§ **ASSIGNMENT**
How many lines below hold "fine"? Answer with only the number.

[[ RECORDS TO PROCESS, beginning ]]

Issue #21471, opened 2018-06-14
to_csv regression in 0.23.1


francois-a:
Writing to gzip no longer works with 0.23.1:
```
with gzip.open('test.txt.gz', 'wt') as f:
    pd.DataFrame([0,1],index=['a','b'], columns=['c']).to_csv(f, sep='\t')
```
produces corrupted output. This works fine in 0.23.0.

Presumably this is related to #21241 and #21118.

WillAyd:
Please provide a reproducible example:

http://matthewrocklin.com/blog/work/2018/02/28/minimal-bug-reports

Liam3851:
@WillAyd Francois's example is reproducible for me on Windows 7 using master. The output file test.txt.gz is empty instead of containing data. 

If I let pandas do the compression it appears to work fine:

[[ RECORDS TO PROCESS, end ]]
[[ RECORDS TO PROCESS, beginning ]]

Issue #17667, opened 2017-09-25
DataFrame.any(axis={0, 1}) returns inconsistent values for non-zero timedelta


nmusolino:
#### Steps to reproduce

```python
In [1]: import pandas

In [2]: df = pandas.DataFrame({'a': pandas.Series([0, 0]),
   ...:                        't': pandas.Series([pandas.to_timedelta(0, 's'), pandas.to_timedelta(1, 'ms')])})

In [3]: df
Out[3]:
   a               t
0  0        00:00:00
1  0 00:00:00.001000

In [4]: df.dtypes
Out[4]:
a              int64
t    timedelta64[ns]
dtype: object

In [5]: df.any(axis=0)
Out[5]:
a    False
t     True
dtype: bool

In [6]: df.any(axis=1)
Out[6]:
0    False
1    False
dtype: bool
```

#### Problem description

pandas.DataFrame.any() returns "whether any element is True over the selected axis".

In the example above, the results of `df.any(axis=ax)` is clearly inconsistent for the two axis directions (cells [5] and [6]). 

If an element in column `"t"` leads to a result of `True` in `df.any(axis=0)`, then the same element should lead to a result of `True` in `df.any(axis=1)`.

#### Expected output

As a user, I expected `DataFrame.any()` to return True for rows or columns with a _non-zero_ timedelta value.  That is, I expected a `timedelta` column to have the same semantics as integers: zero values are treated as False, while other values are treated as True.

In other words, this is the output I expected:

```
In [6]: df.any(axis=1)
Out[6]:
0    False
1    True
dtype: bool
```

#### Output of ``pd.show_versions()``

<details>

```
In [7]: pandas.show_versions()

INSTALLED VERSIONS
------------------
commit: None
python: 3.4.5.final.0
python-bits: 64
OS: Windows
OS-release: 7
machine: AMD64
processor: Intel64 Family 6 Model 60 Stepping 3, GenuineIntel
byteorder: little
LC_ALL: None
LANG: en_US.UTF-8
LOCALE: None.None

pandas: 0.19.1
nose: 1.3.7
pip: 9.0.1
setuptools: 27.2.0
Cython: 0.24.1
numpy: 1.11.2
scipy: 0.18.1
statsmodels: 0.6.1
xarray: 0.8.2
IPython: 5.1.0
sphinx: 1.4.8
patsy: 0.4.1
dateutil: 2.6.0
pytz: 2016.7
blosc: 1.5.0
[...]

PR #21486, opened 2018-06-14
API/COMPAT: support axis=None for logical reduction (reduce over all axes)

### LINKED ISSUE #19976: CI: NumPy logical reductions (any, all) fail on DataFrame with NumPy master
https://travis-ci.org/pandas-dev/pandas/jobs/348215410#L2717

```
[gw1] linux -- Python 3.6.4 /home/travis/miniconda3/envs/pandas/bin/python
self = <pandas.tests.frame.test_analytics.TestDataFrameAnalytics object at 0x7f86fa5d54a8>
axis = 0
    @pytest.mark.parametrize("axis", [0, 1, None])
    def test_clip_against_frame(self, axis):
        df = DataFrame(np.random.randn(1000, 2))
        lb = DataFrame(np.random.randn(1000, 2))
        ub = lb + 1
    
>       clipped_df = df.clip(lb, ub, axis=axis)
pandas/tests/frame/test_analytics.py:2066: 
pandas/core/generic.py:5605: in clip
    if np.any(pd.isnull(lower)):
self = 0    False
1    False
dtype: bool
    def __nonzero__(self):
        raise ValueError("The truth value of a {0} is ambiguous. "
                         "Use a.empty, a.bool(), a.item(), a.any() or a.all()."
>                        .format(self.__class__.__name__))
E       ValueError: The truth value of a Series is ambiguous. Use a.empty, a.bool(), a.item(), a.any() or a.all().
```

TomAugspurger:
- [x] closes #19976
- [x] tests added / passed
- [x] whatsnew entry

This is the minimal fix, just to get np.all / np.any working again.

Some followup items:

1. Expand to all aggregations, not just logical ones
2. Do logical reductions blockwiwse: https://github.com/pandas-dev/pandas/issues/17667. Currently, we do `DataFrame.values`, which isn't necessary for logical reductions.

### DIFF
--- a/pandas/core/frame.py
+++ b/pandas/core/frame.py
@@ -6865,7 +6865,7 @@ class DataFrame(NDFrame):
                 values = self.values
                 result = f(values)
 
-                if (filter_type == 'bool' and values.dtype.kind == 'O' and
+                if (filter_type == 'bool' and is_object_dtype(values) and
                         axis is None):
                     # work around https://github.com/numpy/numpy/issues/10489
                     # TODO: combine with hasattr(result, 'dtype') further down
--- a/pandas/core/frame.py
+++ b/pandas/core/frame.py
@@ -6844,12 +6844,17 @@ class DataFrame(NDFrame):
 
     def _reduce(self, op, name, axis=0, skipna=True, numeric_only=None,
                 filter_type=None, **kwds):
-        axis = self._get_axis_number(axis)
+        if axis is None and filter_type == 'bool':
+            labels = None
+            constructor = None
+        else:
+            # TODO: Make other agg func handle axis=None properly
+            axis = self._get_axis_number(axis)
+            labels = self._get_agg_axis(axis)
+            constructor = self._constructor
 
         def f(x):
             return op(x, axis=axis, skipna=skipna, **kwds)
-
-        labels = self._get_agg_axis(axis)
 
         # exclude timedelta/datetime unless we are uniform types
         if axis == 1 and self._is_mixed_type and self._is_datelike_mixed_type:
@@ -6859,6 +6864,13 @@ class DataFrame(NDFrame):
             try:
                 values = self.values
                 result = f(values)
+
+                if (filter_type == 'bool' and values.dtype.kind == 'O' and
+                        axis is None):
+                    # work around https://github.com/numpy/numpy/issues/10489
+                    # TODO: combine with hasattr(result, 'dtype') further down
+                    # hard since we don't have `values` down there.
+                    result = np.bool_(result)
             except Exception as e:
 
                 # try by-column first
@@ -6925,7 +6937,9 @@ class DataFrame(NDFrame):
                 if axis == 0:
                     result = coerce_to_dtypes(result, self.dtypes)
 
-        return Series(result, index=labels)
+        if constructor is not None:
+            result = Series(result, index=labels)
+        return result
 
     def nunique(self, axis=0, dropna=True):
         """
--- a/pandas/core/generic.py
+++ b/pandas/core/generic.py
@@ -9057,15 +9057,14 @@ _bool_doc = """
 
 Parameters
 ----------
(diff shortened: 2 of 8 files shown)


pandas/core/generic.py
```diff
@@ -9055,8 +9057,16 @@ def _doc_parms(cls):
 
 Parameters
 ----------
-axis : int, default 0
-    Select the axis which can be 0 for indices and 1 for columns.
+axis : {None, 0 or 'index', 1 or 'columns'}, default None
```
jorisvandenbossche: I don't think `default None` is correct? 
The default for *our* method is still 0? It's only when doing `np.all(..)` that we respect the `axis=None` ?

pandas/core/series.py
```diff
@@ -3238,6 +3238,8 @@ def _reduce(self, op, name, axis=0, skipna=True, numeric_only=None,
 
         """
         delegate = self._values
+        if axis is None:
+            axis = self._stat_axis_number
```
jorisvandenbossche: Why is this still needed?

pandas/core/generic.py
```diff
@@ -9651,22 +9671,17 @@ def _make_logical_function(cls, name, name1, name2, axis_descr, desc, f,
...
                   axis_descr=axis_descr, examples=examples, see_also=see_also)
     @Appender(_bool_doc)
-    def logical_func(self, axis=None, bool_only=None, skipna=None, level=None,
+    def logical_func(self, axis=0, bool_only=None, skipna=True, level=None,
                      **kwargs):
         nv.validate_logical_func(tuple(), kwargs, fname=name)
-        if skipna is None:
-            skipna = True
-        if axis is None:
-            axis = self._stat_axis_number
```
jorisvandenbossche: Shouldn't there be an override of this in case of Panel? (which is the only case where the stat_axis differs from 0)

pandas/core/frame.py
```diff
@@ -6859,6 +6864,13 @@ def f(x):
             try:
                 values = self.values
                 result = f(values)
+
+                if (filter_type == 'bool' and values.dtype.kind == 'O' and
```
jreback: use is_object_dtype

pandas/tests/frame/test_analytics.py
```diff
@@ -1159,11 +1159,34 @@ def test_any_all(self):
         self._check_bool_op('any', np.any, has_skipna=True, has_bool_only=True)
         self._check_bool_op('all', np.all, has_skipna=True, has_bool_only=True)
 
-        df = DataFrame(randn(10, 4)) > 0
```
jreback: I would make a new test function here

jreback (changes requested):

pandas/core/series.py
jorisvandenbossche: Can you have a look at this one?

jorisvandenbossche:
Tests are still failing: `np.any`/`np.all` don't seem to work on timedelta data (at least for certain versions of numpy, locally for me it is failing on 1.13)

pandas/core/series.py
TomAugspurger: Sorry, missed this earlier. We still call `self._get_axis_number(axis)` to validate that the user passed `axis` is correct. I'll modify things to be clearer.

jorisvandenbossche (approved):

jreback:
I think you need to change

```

[[ RECORDS TO PROCESS, end ]]
[[ RECORDS TO PROCESS, beginning ]]

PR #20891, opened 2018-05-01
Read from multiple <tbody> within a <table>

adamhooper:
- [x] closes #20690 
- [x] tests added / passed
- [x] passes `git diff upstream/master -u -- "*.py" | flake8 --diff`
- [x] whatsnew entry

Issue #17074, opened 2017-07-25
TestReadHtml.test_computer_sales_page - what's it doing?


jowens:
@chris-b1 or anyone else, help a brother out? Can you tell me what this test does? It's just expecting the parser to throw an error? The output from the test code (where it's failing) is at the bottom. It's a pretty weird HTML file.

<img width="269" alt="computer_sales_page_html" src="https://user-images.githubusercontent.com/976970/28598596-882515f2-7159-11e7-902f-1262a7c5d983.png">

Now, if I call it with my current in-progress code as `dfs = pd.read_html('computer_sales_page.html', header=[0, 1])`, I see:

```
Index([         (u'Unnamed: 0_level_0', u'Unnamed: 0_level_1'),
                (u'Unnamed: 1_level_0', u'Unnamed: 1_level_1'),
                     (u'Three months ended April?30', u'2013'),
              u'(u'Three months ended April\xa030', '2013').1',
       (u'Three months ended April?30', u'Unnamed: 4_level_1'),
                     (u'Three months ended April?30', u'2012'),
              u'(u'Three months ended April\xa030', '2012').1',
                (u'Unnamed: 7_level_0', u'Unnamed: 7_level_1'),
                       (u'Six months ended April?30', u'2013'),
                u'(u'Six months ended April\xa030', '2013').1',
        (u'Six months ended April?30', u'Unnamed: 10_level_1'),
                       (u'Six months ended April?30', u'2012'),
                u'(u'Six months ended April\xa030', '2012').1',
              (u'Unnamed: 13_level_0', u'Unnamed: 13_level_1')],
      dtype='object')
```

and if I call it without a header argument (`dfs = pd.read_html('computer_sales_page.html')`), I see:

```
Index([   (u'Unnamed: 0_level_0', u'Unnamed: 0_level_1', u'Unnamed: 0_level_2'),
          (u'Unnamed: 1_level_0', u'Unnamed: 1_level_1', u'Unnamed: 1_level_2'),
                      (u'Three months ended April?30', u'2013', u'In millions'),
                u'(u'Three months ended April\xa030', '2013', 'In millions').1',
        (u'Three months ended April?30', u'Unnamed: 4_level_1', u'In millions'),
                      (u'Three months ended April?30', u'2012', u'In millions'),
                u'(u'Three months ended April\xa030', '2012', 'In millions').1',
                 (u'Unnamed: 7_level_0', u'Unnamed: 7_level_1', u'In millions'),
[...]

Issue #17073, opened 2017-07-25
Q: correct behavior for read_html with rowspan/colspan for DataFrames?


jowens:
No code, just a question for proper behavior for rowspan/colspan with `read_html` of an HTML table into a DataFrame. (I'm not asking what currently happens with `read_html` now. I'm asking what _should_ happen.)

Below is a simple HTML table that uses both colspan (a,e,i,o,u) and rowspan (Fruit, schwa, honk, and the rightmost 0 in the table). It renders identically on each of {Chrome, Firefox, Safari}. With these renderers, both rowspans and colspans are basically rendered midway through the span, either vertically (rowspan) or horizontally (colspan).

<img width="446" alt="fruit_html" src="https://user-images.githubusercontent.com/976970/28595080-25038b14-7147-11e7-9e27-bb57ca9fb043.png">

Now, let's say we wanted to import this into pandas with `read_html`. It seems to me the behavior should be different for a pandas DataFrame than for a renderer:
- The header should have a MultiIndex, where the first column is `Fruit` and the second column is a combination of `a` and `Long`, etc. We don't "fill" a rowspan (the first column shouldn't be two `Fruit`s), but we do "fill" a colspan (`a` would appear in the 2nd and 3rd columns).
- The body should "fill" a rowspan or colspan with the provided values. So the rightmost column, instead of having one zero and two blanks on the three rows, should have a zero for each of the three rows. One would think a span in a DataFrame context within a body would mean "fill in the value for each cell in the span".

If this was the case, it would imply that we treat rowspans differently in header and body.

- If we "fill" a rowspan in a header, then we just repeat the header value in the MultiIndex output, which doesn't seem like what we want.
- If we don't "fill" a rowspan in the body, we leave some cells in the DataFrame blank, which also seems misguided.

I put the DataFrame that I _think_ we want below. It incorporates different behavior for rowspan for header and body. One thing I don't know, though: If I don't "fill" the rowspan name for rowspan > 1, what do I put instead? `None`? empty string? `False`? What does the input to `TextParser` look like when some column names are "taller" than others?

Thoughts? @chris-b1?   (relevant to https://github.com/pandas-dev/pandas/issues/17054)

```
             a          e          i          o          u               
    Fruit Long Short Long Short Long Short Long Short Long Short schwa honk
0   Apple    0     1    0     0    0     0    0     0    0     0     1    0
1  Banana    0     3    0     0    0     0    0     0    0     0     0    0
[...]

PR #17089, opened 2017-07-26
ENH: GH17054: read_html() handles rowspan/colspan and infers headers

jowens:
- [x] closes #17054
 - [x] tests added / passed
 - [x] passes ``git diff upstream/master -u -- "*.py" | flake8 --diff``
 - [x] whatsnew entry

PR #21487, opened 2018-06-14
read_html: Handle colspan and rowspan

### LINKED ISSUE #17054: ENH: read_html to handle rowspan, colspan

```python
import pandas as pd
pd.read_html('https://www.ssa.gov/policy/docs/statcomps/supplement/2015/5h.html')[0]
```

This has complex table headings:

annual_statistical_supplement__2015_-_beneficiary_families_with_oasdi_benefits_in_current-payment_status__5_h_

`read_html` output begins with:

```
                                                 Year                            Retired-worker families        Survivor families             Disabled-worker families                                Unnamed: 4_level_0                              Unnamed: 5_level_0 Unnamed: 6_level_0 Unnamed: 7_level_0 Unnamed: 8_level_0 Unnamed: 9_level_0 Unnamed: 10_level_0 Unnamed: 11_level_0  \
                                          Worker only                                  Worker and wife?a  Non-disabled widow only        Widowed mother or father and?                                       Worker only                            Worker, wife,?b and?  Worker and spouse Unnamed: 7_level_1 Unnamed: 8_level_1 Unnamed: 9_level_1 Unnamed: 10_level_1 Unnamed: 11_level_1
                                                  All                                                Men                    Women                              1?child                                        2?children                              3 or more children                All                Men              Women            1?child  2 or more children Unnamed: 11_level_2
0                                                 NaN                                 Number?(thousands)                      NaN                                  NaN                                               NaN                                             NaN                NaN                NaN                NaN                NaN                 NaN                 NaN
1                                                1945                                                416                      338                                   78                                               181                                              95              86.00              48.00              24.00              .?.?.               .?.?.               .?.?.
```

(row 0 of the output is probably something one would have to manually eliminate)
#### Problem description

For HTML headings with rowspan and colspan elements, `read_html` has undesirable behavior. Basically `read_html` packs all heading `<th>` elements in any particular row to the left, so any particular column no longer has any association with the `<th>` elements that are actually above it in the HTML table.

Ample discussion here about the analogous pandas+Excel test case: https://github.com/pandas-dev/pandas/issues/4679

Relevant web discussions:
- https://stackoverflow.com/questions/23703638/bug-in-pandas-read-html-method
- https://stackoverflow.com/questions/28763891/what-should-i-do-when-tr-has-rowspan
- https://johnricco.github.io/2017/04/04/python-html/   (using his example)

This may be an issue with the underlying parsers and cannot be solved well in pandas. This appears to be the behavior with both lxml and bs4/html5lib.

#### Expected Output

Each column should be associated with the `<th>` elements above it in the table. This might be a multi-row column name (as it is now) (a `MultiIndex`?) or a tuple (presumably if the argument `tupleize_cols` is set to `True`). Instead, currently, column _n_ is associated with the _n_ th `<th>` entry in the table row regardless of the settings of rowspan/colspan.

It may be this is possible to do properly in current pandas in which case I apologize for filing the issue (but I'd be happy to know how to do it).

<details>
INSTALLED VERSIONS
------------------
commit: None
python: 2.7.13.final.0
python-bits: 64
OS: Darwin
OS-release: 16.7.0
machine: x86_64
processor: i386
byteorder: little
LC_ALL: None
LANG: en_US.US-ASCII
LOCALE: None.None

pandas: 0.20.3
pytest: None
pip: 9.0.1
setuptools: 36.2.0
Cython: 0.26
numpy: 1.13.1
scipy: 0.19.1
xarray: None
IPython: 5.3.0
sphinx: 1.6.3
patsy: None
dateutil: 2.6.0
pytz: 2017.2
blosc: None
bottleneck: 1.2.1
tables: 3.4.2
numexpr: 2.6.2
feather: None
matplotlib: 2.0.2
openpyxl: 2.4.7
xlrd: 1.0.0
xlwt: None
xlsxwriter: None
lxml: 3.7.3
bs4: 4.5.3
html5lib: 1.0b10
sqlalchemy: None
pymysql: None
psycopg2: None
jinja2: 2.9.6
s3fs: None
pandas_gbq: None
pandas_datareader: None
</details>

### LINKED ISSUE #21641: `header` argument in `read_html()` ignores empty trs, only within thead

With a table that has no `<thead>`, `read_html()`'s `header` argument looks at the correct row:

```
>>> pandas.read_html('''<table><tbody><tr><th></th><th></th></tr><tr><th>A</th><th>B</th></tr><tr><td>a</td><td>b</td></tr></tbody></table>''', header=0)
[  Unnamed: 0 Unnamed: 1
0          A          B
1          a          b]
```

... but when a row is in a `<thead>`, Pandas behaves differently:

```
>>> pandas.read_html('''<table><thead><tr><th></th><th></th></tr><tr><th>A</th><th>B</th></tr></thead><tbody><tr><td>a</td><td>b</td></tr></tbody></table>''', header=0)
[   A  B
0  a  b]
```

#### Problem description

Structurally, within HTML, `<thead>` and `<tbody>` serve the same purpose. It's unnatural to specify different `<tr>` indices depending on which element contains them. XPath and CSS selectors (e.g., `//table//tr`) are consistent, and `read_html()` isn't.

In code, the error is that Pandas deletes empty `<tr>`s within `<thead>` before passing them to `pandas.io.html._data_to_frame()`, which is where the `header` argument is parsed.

[[ RECORDS TO PROCESS, end ]]

§ **RESULT OF THIS TASK**
2